Öncelikle Karaman’ın siyasi rekabeti bir “savaş”, AKP’nin siyasi rakiplerini de “zalim düşman” olarak kabul ettiği görülüyor.
Desteklediği AKP kanadının siyasi rakipleriyle rekabetini kastederek, “biz zalimlerle savaş halindeyiz” diyor.
Adaletsizlik, haksızlık ve hukuksuzluklarına kılıf olduğu için, siyasi İslamcıların çok sevdiği “savaşta hile mubahtır” fetvasına ilaveten yepyeni açılımlar yapıyor.
AKP seçmenleri arasında “ülkeyi yönetenlerin ıslahı, hakkın yerini bulması, yanlışın düzeltilmesi” niyetiyle yanlışları, haksızlık ve hukuksuzlukları dile getiren ve şikâyetçi olanlara cevaz vermiyor.
Sakın ha böyle yapmayın, “düşmanın, zalimin, kötü niyetli kimselerin işine yarayacak doğruyu söylemek fazilet değildir, hayırlı sonuç doğurmaz” diyor.
Böylece AKP’nin yanlışlarının dile getirilmesinin dahi önüne geçmeye çalışıyor.
Karaman bazı gerçekleri inkâr edemiyor: “Bazı yöneticilerin (herhalde öncelikle Tayyip Erdoğan ve Binali Yıldırım’ı kastediyor) yakın veya uzak çevrelerinde, iktidarın bir kısım mensuplarında ahlak, liyakat, adalet, hakkaniyet… bakımından arızalar, eksikler, çürüklükler olduğunu” kabul ediyor.
Fakat bundan yakınan “iyi niyetli insanları” da, inanılmaz bir gerekçeyle ve şiddetle uyarıyor:
“Savaş sırasında adi suçluların cezası infaz edilmez ve biz zalimlerle savaş halindeyiz. Her şeyin uygun bir zamanı vardır ve bunu gözetmek gerekir.”
“Doğrucu Davutluk adına düşmana fırsat vermek ve bindiğimiz dalı kesmek de makul ve meşrudur diyemem!”
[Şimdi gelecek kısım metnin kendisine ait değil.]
PR #1573, opened 2026-03-06
Add importModel example

AnshulPatil2005:
Adds an example showing how to use importModel() to load a model for display only, as opposed to importManifold() which converts it for CSG use.

Closes part of #1460

### DIFF
--- a/bindings/wasm/lib/import-model.ts
+++ b/bindings/wasm/lib/import-model.ts
@@ -132,8 +132,8 @@ function getImporter(identifier: ImportFormat|string) {
   return importers.find(im => im.importFormats.includes(format))!;
 }
 
-function getSourceFilename(
-    source: string|Blob|URL|ArrayBuffer): string|undefined {
+function getSourceFilename(source: string|Blob|URL|ArrayBuffer): string|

Bu fetvaya göre bizim demokratik yarış dediğimiz, Hayrettin Karaman’ın “zalim düşmanla savaş” dediği seçimler varsa asla AKP ve liderinin “yanlışları, haksızlıkları ahlaksızlıkları, çürüklükleri, liyakatsizlikleri, adaletsizlikleri” dile getirilemeyecek ve asla şikâyet konusu edilemeyecektir.
Yoksa Hayrettin Karaman’ın dinine göre zalime hizmet eder hale gelirsiniz. (Benim dinim İslam’da asla böyle değildir.)
Bunlar dehşet verici ifadeler. Milli birlik ve beraberliği dinamitleyen sözler bunlar.
Milletin yarısını diğer yarısına düşman edebilecek böyle korkunç cümleleri bir İlahiyatçı Profesör nasıl kaleme alabilir?
Tarihte Haricilerde, günümüzde IŞİD’çi, Müslüman kafası kesen “Siyasi İslamcı” çetelerde gördüğümüz İslam anlayışını yansıtan ifadeler bunlar..
*************************************
ADayların Açık Oturum Performansı
17 yıldır unuttuğumuz bir demokratik uygulama yeniden başladı. İstanbul Belediye Başkanlığının iki favori adayı Ekrem İmamoğlu ve Binali Yıldırım çok sayıda TV kanalından canlı yayımlanan bir programa birlikte katıldılar, sorulara cevap verdiler.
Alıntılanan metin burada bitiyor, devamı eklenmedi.